Understanding Box Plots

  • A Box Plot, also known as a box and whisker plot, is a statistical graph that presents information about the distribution of a data set.
  • It provides a summary of the five-number data summary: minimum, lower quartile, median, upper quartile, and maximum.
  • A box plot uses a rectangular box to represent the central 50% of the data, named the Inter Quartile Range (IQR), and lines, referred to as whiskers, to indicate variability outside this range.

Constructing a Box Plot

  • To construct a Box Plot, start by computing the median of the data set, which divides it into two halves.
  • The lower quartile (Q1) is the median of the first half and the upper quartile (Q2) is the median of the second half.
  • The range between the lower and the upper quartile is the interquartile range (IQR). It shows the middle 50% of scores when ordered from lowest to highest.
  • Draw a box connecting Q1 and Q3. Inside this box, draw a line at the median (Q2).
  • The minimum value (lowest observation) and the maximum value (highest observation) are represented by lines extending from the box, known as whiskers.
  • Where the whiskers end (maximum and minimum values) doesn’t necessarily mean there are data points there, it just shows the range of the data.

Interpreting a Box Plot

  • The length of the box represents the IQR showing the spread of the central 50% of the data.
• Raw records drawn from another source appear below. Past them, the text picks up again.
PR #8, opened 2019-08-29
Bugfix/race condition

Bogdan-D:
Multiple requests—actually the responses—may update the channel state concurrently.

# Submit a pull request

## CLA

### DIFF
--- a/channel.go
+++ b/channel.go
@@ -324,8 +324,8 @@ func (c *Client) CreateChannel(chanType string, chanID string, userID string, da
 	return ch, err
 }
 
-// todo: cleanup this
-func (ch *Channel) refresh() error {
+// Reload updates channel data from server
+func (ch *Channel) Reload() error {
 	options := map[string]interface{}{
 		"watch":    false,
 		"state":    true,
--- a/channel.go
+++ b/channel.go
@@ -106,7 +106,9 @@ func (ch *Channel) query(options map[string]interface{}, data map[string]interfa
 		data = map[string]interface{}{}
 	}
 
-	data["created_by"] = map[string]interface{}{"id": ch.CreatedBy.ID}
+	if ch.CreatedBy != nil {
+		data["created_by"] = map[string]interface{}{"id": ch.CreatedBy.ID}
+	}
 
 	payload["data"] = data
 
@@ -136,7 +138,14 @@ func (ch *Channel) Update(options map[string]interface{}, message string) error 
 
 	p := path.Join("channels", url.PathEscape(ch.Type), url.PathEscape(ch.ID))
 
-	return ch.client.makeRequest(http.MethodPost, p, nil, payload, nil)
+	var resp channelQueryResponse
+	if err := ch.client.makeRequest(http.MethodPost, p, nil, payload, &resp); err != nil {
+		return err
+	}
+
+	ch.update(resp)
+
+	return nil
 }
 
 // Delete removes the channel. Messages are permanently removed.
@@ -150,7 +159,15 @@ func (ch *Channel) Delete() error {
 func (ch *Channel) Truncate() error {
 	p := path.Join("channels", url.PathEscape(ch.Type), url.PathEscape(ch.ID), "truncate")
 
-	return ch.client.makeRequest(http.MethodPost, p, nil, nil, nil)
+	var resp channelQueryResponse
+
+	if err := ch.client.makeRequest(http.MethodPost, p, nil, nil, &resp); err != nil {
+		return err
+	}
+
+	ch.update(resp)
+
+	return nil
 }
 
 // AddMembers adds members with given user IDs to the channel
@@ -173,6 +190,7 @@ func (ch *Channel) AddMembers(userIDs ...string) error {
 	}
 
 	ch.update(resp)
+
 	return nil
 }
 
@@ -219,6 +237,7 @@ func (ch *Channel) AddModerators(userIDs ...string) error {
 	}
 
 	ch.update(resp)
+
 	return nil
 }
 
@@ -241,6 +260,7 @@ func (ch *Channel) DemoteModerators(userIDs ...string) error {
 	}
 
 	ch.update(resp)
+
 	return nil
 }
 
--- a/channel.go
+++ b/channel.go
@@ -9,9 +9,6 @@ import (
 	"time"
 )
 
-// global lock storage for channels
-var channelsLock sync.Map
-
 type ChannelRead struct {
 	User     *User     `json:"user"`
 	LastRead time.Time `json:"last_read"`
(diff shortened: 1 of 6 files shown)


channel.go
```diff
@@ -50,27 +54,39 @@ type Channel struct {
...
 	Channel  *Channel         `json:"channel,omitempty"`
 	Messages []*Message       `json:"messages,omitempty"`
 	Members  []*ChannelMember `json:"members,omitempty"`
 	Read     []*ChannelRead   `json:"read,omitempty"`
 }
 
-func (q queryResponse) updateChannel(ch *Channel) {
+func (ch *Channel) update(q channelQueryResponse) {
+	// atomically add or create new lock in channel lock store
+	lock, _ := channelsLock.LoadOrStore(ch.CID, &sync.Mutex{})
```
pascaldekloe: Yikes! 😅
```go
ch.mutex.Lock()
refer ch.mutex.Unlock()
```

You could dedupe Channel instantiation (with a sync.Map) if really needed.

stream_chat.go
```diff
@@ -49,6 +49,7 @@ type StreamChannel interface {
 	GetReplies(parentID string, options map[string][]string) (replies []*Message, err error)
 	MarkRead(userID string, options map[string]interface{}) error
 	RemoveMembers(userIDs ...string) error
+	Reload() error
```
pascaldekloe: This is a temporary workaround for the lacking synchronization facilities. Document that.

tbarbugli:
please share more information about the problem. ie: a race output or just point out where we need to sync access

channel.go
Bogdan-D: if lock will be stored in Channel struct, updating channel will be more complex

Bogdan-D:
@tbarbugli there are methods which updates internal channel state from response, if they will be called concurrently - client could get race condition

tbarbugli:
@Bogdan-D yes that was obvious; channel state response is not a type one should share outside the controller, that type is just to return a response. Is there any place where we use it on different go-routines? If not then this is not something we should merge (if yes the solution might not even be to add synchronization)

Bogdan-D:
@tbarbugli we don't have any goroutines here, but clients could use it in any way they want, so they will be surprised about race conditions may appear (an example i've found from imgur, they are using go sdk in http handler and in such case they can't control concurrent requests)

pascaldekloe:
You're supposed to document concurrency features explicitly like “Multiple goroutines may invoke methods on a Conn simultaneously.” in the net package.

channel.go
pascaldekloe: I don't understand how placing the muted in the respective struct causes updates to be more complex? Just remove the map and you're good to go.

channel.go
```diff
@@ -52,28 +49,26 @@ type Channel struct {
 	LastMessageAt time.Time `json:"last_message_at"`
 
 	client *Client
+	lock   *sync.Mutex
```
pascaldekloe: No need for a pointer; just embed the struct.

channel.go
```diff
@@ -315,6 +310,14 @@ func (ch *Channel) UnBanUser(targetID string, options map[string]string) error {
 	return ch.client.UnBanUser(targetID, options)
 }
 
+// newChannel initializes channel with required private fields
```
pascaldekloe: Include the required fields (like ID) and dedupe (with a sync.Map LoadOrStore). This will prevent bugs on the client side.

channel.go
```diff
@@ -52,28 +49,26 @@ type Channel struct {
...
 	Read     []*ChannelRead   `json:"read,omitempty"`
 }
 
-func (ch *Channel) update(q channelQueryResponse) {
-	// atomically add or create new lock in channel lock store
-	lock, _ := channelsLock.LoadOrStore(ch.CID, &sync.Mutex{})
-
-	lock.(*sync.Mutex).Lock()
-	defer lock.(*sync.Mutex).Unlock()
+func (ch *Channel) update(q channelResponse) {
```
pascaldekloe: Not an update; apply(Response).

channel.go
Bogdan-D: it's not public method; what means dedupe?

channel.go
Bogdan-D: there is need for a pointer

Bogdan-D: there is need pointer

channel.go
pascaldekloe: Users can instantiate the same channel twice with the API. A simple deduplication check in combination with your thread safe implementation ensures updates are apply synchronously.

channel.go
Bogdan-D: `ch.update` sounds more logical then `ch.apply`

stream_chat.go
Bogdan-D: I'm not sure if it's temporary and will server-side SDK ever have event listeners :-D

channel.go
pascaldekloe: Update is what you receive; apply is what the fuction does. So applyResponse makes clear the response is applied to ch. Update can mean anything, like change q, mention the presense of an update or whatever. Not that important though. Up to you.

channel.go
pascaldekloe: I don't see how pointers prevent deadlocks?

stream_chat.go
pascaldekloe: Yes, I'm working hard on that (with a full-blown event stream). Should be Q4.

channel.go
Bogdan-D: if you use pointer - after `ch.update` mutex will be pointed to same object. So if other goroutine does waits for `Lock()` at the moment - it will be released after `Unlock()` happened. If we don't use pointer - after `ch.update` mutex will be another object and `Lock` will never released

pascaldekloe: I still don't get it. The mutex applies/protects the Channel it lives in. They map 1 to 1. So when ch.update changes ch, then it uses the mutex embedded in ch, and only that one.

Bogdan-D: https://github.com/GetStream/stream-chat-go/pull/8/files/a2340def2b75ef2f430ebfbade450d75b9ec944f..99b1adc4830130d92a2efc9db9586144bc3ecbac#diff-861e77702f49a71d32be4b3c7600818fR68

Bogdan-D: https://github.com/GetStream/stream-chat-go/pull/8/files/a2340def2b75ef2f430ebfbade450d75b9ec944f..99b1adc4830130d92a2efc9db9586144bc3ecbac#diff-861e77702f49a71d32be4b3c7600818fR68

Bogdan-D: what's your problem with pointer?

pascaldekloe: It allows trickery. An embedded  struct enforces correct use. It documents the 1 to 1 relation.

Bogdan-D:
this will not be merged for now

A larger box would indicate greater variability in the central scores of the data.
  • The line through the box represents the median and provides a measure of data’s central tendency.
  • Outliers, if any, are usually plotted as individual dots that are in line with the whiskers but outside of their span.
  • The position and length of the whiskers can give an impression of the symmetry of the data distribution.
  • A longer whisker on one side of the box would suggest quite an asymmetrical distribution skewed to the side of that whisker.

Examples of Box Plot

  • Consider a data set for test scores: 34, 56, 57, 58, 60, 61, 62, 63, 85.
  • Here, the minimum value is 34, lower quartile (Q1) is 56, median is 60, upper quartile (Q3) is 63, and the maximum value is 85.
  • Plotting these values would result in a box plot. Students can use this graph to visualize the spread of test scores, where the median score lies, and whether there are any potential outliers.
  • The construction and interpretation of box plots are important skills in the statistics section of higher-level mathematics.